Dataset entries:
'''
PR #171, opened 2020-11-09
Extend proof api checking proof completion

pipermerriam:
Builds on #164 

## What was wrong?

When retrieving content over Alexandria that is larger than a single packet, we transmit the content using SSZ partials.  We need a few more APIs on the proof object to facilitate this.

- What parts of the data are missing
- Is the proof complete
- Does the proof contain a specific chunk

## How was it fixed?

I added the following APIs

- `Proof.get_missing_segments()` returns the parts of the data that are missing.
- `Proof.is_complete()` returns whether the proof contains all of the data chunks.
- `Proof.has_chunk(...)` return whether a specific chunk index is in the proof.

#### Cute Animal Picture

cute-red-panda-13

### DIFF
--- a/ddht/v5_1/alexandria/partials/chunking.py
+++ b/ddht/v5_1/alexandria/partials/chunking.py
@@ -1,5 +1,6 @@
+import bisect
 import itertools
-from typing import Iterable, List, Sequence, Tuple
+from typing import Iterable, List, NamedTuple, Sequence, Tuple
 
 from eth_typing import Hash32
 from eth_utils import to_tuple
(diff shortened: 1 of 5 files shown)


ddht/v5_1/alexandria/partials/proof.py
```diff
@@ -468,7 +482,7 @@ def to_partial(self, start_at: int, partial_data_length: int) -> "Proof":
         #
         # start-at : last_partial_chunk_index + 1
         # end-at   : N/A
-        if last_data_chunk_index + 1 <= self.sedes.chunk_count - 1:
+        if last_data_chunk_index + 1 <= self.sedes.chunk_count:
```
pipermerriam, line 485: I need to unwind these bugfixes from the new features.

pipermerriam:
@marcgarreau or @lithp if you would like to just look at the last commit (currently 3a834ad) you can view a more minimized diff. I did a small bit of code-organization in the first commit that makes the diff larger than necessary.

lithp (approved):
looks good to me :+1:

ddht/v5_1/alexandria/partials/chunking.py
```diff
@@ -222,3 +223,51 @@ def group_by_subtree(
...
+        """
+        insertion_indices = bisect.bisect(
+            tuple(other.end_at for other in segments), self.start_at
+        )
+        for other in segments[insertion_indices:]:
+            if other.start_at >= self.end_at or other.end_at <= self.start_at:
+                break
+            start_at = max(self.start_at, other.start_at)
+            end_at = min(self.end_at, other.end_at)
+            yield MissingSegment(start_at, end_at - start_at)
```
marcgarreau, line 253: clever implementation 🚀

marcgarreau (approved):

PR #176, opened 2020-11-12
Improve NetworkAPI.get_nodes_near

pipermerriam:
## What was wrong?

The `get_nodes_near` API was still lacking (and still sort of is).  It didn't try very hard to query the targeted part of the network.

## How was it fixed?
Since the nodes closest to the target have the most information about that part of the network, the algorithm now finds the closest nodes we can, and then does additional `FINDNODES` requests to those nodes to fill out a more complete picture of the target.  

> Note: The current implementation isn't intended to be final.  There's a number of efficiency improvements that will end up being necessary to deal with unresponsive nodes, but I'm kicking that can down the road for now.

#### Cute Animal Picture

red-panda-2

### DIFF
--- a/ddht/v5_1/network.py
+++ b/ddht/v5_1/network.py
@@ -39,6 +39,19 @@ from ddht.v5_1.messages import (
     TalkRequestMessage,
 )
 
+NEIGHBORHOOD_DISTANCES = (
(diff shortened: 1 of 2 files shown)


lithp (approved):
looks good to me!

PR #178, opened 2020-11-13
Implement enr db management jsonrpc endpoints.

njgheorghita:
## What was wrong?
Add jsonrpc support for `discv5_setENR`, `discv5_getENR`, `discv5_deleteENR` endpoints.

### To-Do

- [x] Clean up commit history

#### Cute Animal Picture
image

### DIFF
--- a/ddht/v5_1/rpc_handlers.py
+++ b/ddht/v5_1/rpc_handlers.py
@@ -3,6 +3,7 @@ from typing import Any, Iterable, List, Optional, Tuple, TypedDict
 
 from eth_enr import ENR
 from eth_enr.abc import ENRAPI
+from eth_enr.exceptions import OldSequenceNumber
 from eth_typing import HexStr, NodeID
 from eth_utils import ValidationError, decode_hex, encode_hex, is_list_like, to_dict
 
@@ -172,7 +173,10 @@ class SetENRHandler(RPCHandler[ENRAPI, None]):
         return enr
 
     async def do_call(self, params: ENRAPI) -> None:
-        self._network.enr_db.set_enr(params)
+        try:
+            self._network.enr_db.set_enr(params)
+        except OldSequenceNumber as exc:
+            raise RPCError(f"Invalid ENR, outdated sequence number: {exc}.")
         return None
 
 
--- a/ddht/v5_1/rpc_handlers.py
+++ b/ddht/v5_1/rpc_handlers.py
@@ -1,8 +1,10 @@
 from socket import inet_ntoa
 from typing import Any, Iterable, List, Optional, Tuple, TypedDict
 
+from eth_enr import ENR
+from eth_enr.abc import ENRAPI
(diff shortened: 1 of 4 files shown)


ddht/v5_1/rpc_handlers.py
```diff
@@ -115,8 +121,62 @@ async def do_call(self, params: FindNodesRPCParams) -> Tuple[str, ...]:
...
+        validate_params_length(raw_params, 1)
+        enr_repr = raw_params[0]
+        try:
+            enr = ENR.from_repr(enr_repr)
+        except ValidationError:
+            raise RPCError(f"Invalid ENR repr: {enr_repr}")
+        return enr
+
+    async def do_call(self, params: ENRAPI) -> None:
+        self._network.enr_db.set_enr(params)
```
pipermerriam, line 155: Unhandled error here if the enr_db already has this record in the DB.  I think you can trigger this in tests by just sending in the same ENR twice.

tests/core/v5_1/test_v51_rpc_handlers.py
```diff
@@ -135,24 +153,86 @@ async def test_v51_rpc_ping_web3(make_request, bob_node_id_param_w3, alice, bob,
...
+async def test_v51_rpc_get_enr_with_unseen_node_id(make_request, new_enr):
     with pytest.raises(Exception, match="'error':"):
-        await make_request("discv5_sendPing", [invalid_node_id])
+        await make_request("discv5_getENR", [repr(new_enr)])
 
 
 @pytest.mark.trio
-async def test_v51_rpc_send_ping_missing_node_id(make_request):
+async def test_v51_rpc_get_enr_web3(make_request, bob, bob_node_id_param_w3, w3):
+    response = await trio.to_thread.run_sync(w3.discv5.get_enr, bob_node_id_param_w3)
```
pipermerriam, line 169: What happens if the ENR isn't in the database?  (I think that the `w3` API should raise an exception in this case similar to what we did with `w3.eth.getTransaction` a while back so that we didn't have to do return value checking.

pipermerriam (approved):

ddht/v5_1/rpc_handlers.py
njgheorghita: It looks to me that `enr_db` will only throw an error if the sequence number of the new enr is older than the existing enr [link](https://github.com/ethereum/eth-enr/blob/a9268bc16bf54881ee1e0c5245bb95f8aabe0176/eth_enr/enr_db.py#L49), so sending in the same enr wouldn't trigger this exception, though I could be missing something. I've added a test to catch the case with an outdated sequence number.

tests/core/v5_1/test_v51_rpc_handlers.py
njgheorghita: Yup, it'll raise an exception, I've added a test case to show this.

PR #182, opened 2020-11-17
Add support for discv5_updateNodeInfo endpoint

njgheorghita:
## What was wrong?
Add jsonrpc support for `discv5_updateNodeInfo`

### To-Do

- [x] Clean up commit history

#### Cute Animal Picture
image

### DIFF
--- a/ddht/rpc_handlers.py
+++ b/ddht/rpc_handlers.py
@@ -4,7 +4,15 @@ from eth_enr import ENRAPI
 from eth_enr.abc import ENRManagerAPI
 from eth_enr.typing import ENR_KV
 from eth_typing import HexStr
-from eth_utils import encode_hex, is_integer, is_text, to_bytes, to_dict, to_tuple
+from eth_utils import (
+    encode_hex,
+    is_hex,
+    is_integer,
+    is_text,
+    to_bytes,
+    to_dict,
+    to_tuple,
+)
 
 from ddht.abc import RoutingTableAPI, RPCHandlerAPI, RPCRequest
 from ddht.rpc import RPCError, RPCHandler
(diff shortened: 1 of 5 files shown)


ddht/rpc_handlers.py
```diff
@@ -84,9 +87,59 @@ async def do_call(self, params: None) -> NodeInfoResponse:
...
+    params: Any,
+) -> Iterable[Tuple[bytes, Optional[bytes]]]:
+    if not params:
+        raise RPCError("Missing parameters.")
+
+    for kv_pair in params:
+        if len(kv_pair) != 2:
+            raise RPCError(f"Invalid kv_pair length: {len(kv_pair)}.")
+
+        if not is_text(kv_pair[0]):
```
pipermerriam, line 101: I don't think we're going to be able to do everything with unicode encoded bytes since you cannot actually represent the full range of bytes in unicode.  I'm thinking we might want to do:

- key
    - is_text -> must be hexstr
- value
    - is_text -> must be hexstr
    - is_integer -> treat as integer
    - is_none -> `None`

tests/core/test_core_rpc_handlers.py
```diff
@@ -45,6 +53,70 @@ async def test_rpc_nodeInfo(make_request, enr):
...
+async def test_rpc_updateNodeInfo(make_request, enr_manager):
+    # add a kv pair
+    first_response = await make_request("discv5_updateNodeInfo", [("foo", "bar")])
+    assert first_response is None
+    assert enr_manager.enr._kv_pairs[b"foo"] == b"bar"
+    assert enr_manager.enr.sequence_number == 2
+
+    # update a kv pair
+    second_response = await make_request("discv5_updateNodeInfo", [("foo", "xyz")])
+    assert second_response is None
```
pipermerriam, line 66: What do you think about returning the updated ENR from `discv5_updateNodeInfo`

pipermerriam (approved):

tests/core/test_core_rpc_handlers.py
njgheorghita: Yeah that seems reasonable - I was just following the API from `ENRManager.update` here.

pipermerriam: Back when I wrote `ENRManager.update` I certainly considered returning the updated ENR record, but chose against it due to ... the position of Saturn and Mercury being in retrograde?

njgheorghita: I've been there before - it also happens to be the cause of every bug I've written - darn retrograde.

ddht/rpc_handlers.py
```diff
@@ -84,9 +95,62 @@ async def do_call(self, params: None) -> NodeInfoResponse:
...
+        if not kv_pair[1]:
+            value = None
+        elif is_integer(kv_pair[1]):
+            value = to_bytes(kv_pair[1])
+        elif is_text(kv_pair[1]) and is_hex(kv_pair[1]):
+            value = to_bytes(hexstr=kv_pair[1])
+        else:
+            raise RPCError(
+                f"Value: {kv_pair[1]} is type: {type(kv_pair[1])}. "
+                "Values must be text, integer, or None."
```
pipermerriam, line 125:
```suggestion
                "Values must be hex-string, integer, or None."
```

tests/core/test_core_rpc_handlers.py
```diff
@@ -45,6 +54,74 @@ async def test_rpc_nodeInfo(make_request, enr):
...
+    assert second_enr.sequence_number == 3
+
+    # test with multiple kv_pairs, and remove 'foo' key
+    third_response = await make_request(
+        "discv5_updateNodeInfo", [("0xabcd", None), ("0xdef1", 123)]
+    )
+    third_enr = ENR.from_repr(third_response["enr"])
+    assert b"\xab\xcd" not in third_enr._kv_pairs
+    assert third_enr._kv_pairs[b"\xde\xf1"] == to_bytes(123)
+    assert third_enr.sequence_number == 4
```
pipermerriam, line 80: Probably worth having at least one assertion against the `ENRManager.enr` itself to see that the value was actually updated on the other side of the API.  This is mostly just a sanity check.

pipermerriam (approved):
'''
Match on "Optional": copy every line in the records that has it.

@@ -3,6 +3,7 @@ from typing import Any, Iterable, List, Optional, Tuple, TypedDict
 from typing import Any, Iterable, List, Optional, Tuple, TypedDict
+) -> Iterable[Tuple[bytes, Optional[bytes]]]:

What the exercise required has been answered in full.